• [WORK ITEM]: Reproduce all records below exactly.

(Collected data)
——————————
PR #1299, opened 2020-09-08
A few quick fixes around permissions

kitallis:
**Story card:** https://app.clubhouse.io/simpledotorg/story/1190/few-quick-bug-fixes-around-the-new-permissions-system

## Because

During tests with Praveen we caught a few real and potential issues. Addressed them in here.

## This addresses

- [x] Only power users can edit other power users (this was kind of already functional)
- [x] Non power users cannot edit power user (this was kind of already functional)
- [x] Only list admins based on their shared access to organizations
- [x] Edit page was showing multiple save buttons
- [x] Only allow power users to edit access levels
- [x] Automatically add new users as they are granted access to the new access system


app/controllers/email_authentications/invitations_controller.rb
```diff
@@ -25,6 +25,10 @@ def create
           new_user.save!
 
           current_admin.grant_access(new_user, selected_facilities)
+
+          #
+          # Automatically add new users as they are granted access to the new access system
+          Flipper.enable_actor(:new_permissions_system_aug_2020, Flipper::Actor.new(new_user.flipper_id))
```
vkrmis, line 31: Nice!

app/views/layouts/application.html.erb
```diff
@@ -110,7 +110,7 @@
                       <%= link_to "Protocols", admin_protocols_path, class: "dropdown-item #{active_controller?("admin/protocols")}" %>
                     <% end %>
 
-                    <% if current_admin.accessible_admins(:manage).any? %>
+                    <% if current_admin.accessible_facilities(:manage).any? %>
```
vkrmis, line 113: We're using `current_admin.accessible_facilities(:manage).any?` as a proxy for a lot of checks. Wondering if we can do any better.

vkrmis (approved):

vkrmis:
lgtm ✨

app/views/layouts/application.html.erb
kitallis: Yeah, we should not call these so many times, for one, we should wrap all of them in a single block.

Separately, this one actually should be `accessible_admins` – it's more correct. But I ended up using `accessible_facilities` for speed, since the other one is slower and will have an impact on all pages. But it's a good enough proxy for the admin check for now.

kitallis: I'll drop a comment about this.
——————————
• [FINAL ANSWER]:
PR #1299, opened 2020-09-08
A few quick fixes around permissions

kitallis:
**Story card:** https://app.clubhouse.io/simpledotorg/story/1190/few-quick-bug-fixes-around-the-new-permissions-system

## Because

During tests with Praveen we caught a few real and potential issues. Addressed them in here.

## This addresses

- [x] Only power users can edit other power users (this was kind of already functional)
- [x] Non power users cannot edit power user (this was kind of already functional)
- [x] Only list admins based on their shared access to organizations
- [x] Edit page was showing multiple save buttons
- [x] Only allow power users to edit access levels
- [x] Automatically add new users as they are granted access to the new access system


app/controllers/email_authentications/invitations_controller.rb
```diff
@@ -25,6 +25,10 @@ def create
           new_user.save!
 
           current_admin.grant_access(new_user, selected_facilities)
+
+          #
+          # Automatically add new users as they are granted access to the new access system
+          Flipper.enable_actor(:new_permissions_system_aug_2020, Flipper::Actor.new(new_user.flipper_id))
```
vkrmis, line 31: Nice!

app/views/layouts/application.html.erb
```diff
@@ -110,7 +110,7 @@
                       <%= link_to "Protocols", admin_protocols_path, class: "dropdown-item #{active_controller?("admin/protocols")}" %>
                     <% end %>
 
-                    <% if current_admin.accessible_admins(:manage).any? %>
+                    <% if current_admin.accessible_facilities(:manage).any? %>
```
vkrmis, line 113: We're using `current_admin.accessible_facilities(:manage).any?` as a proxy for a lot of checks. Wondering if we can do any better.

vkrmis (approved):

vkrmis:
lgtm ✨

app/views/layouts/application.html.erb
kitallis: Yeah, we should not call these so many times, for one, we should wrap all of them in a single block.

Separately, this one actually should be `accessible_admins` – it's more correct. But I ended up using `accessible_facilities` for speed, since the other one is slower and will have an impact on all pages. But it's a good enough proxy for the admin check for now.

kitallis: I'll drop a comment about this.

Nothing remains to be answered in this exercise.